▸ **What to produce**
In the records below, begin at the line that has "PR #534, opened 2020-05-26" and stop after the line that has "-59,8 +59,19 @@"; quote those lines verbatim and nothing more.
== Input data ==
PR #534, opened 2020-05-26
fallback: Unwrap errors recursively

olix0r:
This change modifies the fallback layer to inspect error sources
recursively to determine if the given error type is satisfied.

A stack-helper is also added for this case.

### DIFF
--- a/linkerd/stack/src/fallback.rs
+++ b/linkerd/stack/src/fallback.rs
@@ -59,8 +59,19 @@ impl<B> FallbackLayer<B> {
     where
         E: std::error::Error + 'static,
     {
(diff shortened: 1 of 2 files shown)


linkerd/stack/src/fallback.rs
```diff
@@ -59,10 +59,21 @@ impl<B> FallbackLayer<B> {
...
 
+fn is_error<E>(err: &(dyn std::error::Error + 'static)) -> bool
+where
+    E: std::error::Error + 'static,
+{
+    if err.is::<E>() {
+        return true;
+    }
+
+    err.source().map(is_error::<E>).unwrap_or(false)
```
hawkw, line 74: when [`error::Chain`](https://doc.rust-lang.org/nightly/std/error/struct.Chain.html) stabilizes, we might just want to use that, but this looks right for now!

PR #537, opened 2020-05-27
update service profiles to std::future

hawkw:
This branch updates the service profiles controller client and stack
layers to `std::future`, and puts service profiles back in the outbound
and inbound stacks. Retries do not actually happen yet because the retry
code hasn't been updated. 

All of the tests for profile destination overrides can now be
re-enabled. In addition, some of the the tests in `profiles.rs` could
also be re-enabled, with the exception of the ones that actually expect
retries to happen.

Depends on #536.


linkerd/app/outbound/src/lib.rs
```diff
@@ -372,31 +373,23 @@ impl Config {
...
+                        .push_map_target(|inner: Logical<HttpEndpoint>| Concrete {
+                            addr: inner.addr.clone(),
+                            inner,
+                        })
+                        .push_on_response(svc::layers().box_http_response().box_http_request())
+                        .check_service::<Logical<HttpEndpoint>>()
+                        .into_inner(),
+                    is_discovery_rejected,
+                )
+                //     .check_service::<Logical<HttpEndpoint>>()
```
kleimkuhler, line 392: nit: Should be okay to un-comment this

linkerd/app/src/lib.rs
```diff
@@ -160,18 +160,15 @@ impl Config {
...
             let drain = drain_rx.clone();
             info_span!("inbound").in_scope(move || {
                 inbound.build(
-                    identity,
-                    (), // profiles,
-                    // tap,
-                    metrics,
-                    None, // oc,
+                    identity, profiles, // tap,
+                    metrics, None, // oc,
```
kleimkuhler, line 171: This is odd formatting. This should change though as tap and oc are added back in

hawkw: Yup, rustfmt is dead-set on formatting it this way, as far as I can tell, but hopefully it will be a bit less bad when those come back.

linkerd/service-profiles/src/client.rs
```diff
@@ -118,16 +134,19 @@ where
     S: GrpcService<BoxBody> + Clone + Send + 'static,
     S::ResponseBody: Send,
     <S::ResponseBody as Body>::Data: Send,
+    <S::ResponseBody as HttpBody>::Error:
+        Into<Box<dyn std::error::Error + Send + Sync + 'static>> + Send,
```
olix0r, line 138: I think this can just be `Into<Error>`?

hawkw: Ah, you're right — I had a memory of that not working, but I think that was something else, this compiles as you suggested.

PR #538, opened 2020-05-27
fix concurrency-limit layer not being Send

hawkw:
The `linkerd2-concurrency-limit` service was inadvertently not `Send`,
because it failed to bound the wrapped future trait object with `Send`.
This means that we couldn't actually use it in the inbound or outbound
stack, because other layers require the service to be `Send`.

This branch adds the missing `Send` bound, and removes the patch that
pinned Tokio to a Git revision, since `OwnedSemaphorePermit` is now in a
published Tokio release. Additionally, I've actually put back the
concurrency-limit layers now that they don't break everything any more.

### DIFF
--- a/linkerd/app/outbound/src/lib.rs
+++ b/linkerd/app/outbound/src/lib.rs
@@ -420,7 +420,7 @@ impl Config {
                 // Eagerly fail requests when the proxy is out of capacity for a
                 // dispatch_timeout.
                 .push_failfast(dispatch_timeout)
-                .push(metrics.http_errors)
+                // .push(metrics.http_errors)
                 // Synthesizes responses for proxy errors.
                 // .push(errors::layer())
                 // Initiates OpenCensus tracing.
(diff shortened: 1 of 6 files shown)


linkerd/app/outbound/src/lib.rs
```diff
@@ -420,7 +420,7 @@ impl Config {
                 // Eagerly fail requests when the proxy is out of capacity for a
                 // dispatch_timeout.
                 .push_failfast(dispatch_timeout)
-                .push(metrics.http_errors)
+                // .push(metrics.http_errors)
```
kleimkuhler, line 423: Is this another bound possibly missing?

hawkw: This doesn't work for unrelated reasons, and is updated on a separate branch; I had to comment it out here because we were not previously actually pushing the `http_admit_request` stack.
===
== Input data ==
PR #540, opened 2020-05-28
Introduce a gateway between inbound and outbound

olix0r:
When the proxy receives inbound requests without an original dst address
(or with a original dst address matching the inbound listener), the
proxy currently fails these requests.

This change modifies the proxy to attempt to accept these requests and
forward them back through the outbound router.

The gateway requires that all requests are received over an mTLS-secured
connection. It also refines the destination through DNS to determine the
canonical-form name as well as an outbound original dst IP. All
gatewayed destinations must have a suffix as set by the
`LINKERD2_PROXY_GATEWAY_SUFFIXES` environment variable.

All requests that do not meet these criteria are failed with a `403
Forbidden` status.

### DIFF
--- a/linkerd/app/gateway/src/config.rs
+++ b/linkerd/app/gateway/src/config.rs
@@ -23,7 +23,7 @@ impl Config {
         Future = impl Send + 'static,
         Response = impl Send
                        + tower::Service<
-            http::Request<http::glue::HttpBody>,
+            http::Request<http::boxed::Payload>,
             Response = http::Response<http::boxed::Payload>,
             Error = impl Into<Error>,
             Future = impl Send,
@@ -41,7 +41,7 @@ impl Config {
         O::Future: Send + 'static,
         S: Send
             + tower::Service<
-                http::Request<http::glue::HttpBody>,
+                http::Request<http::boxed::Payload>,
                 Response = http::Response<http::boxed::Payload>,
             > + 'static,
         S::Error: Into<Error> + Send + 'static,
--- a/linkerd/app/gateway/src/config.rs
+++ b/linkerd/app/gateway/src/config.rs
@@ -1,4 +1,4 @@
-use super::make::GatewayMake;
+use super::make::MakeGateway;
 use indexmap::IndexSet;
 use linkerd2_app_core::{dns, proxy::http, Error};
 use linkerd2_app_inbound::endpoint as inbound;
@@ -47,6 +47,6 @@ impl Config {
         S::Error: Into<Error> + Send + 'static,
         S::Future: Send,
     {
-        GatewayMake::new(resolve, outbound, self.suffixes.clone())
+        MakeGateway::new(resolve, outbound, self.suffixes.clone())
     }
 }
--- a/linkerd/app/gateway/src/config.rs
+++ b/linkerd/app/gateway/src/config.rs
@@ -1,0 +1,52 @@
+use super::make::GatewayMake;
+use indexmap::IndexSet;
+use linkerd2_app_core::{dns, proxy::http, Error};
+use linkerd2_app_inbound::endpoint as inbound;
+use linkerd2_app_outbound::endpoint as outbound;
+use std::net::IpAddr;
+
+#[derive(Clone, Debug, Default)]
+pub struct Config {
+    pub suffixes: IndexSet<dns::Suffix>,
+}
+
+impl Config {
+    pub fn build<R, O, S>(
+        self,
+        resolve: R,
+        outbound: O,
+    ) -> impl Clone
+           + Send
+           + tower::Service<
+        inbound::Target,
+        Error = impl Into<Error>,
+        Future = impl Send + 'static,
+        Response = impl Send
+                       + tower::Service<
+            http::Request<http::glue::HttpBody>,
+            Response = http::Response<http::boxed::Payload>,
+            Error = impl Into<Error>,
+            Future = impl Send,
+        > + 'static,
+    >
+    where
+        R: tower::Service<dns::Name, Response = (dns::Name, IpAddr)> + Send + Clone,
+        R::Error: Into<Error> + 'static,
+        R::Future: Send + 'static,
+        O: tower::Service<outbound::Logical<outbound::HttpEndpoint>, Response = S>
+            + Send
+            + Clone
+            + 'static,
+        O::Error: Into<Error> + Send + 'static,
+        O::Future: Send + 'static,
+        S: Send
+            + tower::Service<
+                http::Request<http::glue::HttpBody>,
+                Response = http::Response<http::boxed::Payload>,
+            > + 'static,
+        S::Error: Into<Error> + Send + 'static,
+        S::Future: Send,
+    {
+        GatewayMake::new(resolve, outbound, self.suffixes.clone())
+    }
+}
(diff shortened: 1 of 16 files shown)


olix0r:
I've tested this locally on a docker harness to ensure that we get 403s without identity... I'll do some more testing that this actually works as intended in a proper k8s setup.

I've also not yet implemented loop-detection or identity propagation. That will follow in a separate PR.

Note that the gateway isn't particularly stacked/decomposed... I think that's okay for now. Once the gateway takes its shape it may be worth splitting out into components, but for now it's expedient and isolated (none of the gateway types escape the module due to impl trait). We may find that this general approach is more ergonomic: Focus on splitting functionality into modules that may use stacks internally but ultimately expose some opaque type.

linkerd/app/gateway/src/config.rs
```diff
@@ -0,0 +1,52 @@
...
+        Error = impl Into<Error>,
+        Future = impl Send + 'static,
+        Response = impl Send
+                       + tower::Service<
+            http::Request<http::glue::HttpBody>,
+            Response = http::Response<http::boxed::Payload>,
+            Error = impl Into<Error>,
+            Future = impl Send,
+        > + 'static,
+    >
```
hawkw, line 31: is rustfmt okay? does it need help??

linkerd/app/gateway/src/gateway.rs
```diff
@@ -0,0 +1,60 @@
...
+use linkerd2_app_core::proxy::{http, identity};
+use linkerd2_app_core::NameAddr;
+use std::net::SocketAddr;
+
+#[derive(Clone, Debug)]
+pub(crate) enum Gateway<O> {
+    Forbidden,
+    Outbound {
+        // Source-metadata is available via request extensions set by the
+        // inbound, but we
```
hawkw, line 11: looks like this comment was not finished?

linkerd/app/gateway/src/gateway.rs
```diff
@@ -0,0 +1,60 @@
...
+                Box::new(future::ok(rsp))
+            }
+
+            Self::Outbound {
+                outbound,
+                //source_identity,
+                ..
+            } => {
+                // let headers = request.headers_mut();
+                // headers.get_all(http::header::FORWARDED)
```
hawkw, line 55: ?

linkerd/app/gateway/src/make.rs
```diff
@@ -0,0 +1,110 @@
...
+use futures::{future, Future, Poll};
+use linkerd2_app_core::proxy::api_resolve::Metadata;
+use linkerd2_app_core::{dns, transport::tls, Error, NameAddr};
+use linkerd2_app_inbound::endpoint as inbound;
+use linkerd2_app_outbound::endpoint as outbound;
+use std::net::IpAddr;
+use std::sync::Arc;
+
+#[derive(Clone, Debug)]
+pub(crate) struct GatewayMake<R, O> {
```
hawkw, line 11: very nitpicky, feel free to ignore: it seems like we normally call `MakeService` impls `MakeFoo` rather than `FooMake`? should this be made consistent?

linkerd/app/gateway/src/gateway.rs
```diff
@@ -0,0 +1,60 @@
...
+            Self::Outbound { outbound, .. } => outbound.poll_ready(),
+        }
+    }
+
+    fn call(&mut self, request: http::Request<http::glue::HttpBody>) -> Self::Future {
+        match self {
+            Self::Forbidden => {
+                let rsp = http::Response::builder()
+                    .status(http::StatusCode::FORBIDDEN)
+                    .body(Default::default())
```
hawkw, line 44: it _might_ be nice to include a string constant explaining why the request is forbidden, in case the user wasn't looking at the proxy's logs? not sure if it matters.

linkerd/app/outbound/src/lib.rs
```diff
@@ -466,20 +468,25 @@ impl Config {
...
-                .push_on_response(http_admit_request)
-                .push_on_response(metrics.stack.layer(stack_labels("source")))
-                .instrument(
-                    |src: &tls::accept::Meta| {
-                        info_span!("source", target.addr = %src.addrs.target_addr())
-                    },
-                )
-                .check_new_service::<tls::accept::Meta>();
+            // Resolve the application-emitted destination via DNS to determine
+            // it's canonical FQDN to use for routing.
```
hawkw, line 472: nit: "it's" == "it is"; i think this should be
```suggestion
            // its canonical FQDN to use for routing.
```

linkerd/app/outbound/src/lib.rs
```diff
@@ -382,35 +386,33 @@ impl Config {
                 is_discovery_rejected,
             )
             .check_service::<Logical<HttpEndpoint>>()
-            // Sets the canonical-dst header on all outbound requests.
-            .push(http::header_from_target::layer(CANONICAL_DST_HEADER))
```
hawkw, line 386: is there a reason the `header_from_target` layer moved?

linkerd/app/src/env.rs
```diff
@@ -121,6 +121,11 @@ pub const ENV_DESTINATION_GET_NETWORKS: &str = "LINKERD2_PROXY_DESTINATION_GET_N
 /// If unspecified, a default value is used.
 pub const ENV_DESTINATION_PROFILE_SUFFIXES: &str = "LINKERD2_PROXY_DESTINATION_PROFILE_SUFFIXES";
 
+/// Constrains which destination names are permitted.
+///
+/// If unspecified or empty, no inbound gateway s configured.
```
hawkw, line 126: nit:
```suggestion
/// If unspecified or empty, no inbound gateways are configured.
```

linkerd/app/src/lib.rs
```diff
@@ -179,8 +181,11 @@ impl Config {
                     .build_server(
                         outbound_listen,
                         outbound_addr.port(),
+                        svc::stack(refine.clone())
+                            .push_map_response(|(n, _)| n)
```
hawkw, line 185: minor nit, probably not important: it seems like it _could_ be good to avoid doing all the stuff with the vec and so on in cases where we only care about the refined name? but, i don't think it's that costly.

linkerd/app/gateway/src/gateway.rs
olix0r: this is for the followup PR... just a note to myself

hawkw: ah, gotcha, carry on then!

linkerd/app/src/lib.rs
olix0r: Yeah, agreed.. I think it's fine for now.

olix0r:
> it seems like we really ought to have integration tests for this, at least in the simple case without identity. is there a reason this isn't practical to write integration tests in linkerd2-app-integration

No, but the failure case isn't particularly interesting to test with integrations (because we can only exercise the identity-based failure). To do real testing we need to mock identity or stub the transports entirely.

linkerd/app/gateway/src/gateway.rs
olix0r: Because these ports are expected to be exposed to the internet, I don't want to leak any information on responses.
===
▸ **Result for this task**
PR #534, opened 2020-05-26
fallback: Unwrap errors recursively

olix0r:
This change modifies the fallback layer to inspect error sources
recursively to determine if the given error type is satisfied.

A stack-helper is also added for this case.

### DIFF
--- a/linkerd/stack/src/fallback.rs
+++ b/linkerd/stack/src/fallback.rs
@@ -59,8 +59,19 @@ impl<B> FallbackLayer<B> {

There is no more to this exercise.